Review- Aida- Opera Hong Kong


By Peter Gordon


Opera Hong Kong’s recent “Aida” (10-15 October) had enough international stars for an entire constellation.





With its famous triumphal march and often over-the-top pageantry, Aida is the grandest of grand opera. It retains its audience appeal almost 150 years after its debut, with audience figures that still rival Broadway blockbusters.



The Abyssinian princess Aida — captured and enslaved — is in love with Radamès, a noble Egyptian warrior, and he with her. Radamès has however also fatally caught the eye of the Pharaoh's daughter Amneris. Abyssinia is invading Egypt — with an army led by Aïda’s father, the Nubian King Amonasro. Radamès has been chosen to lead the Egyptian armies against them; Aida finds herself caught between her love of Radamès and her country. One of the most famous performances of Aïda was a 1950s-era Italian film from Cinecittà — the “Italian Hollywood” — in which Sophia Loren (lip-synching the great soprano Renata Tebaldi) got her big break. Director Jean-Louis Grinda, sought to capture that cinematic spirit in this new production by placing the opera within a period film set, bringing the exotic into a more modern context as a reminder of its continuing relevance.



Cameras were wheeled in and out, and wardrobe assistants bustled about; the opening of Act III was cleverly set as if were movie rushes, but this interpretation came into its own with the Act II ballet. Ballet can be tricky in opera; it often seems an interpolation. Here, the choreography dramatically (and cheekily) integrated with the film-set concept; this being 1950s Italian cinema, the costumes were, well, fetching.




With six performances in as many days, the company needed multiple casts. These included two of the world’s best-known Aidas in Chinese soprano He Hui and American Kristin Lewis (a third, Marjorie Owens, I did not see). He Hui is by now a local audience favourite, as well she should be: her voice was burnished and lush. Kristin Lewis’s Aida was lost and vulnerable; she has a creamy soprano with a rich lower register. 



 Another welcome discovery was was Reginald Smith, Jr. who sang Amonasro, Aida’s royal father. This young baritone—a Metropolitan Opera National Council Auditions winner only two years ago—was not a complete surprise: I had heard him last year at Washington’s WolfTrap in a young artists’ production of La Bohème. Smith has a physically commanding stage presence and a voice to match.

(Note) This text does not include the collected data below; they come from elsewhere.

Issue #15115, opened 2023-07-10
braille: update display when tethered to review and review cursor does not follow caret


burmancomp:
### Is your feature request related to a problem? Please describe.
Sometimes it would be useful if braille display content would be updated automatically although braille is tethered to review and review cursor does not follow caret. This might help when using terminal software like Teraterm or Putty in non-graphical Linux server environment.
### Describe the solution you'd like
Advantage or disadvantage is at the moment that user action is needed to update display. Is it advantage or disadvantage depends on case. Maybe there should be a setting but this should be discussed.
### Describe alternatives you've considered
Slightly modifying handleCaretMove in review.py.
### Additional context
When review cursor does not follow caret, moving it to next/previous character may give strange results. However this should not depend on braille display updating so I suppose that it should be a separate issue. Solution for that might have something to do with wideToStrOffsets in textUtils.py.

burmancomp:
@leonardder do you have thoughts how this should be implemented?

burmancomp:
Because task is to update display automatically when current navigator object content changes, implementation would seem to be quite simple, especially if it is acceptable that current behavior changes.

A setting would be possible to keep current behavior but it would likely require much more code than updating braille line automatically. Generally I prefer to implement a setting because then user can decide but it is normal that display is updated, so in this case a setting sounds somewhat redundant or at least I am somewhat unsure.

To summarize: a setting or behavior change?

leonardder:
I'm afraid I don't understand the issue. Could you provide a real life scenario along with what you'd expect and what happens instead?

burmancomp:
> I'm afraid I don't understand the issue. Could you provide a real life scenario along with what you'd expect and what happens instead?

When you want to monitor what happens in given line without caret movement disturbing. Considering especially non-graphical user interface (like Linux server environment command line (shell like bash)) which can be used remotely with terminal software like Putty or Teraterm.

Screen is explored with review cursor. Braille tethered to review. When exploring screen it is useful that cursor movement does not move review position (review does not follow caret) but if review does not follow caret and braille is tethered to review then display content is not updated automatically.

For example there might be "dialog" with:

[ ] this is "check box" which could be checked with spacebar or sometimes with enter

But system cursor is somewhere - and when using arrow keys to change active item in dialog and if review follows caret, press of arrow key moves review location to cursor which is somewhere else. As said, if review does not follow caret, then display is not updated automatically. If above check box would be active and spacebar would change its state it would require extra step to detect state change.

[...]

PR #15134, opened 2023-07-12
Update braille when tethered to review but review cursor does not follow caret

burmancomp:
### Link to issue number:
15115
### Summary of the issue:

 Bass Hao Jiang Tian — a suave long-standing veteran of the world’s great opera houses — alternated with the well-respected Paul Gay as the high priest Ramfis. The leads were rounded out by Italian tenor Riccardo Massi, who had sung Radamès at the Metropolitan earlier this year and the Uzbekistani tenor Najmiddin Mavlyanov. Mavlyanov debuted at Covent Garden just last year; he has sung with the Bolshoi, Mariinsky, and Stanislavsky and is a reminder that singers can, and do, come from everywhere.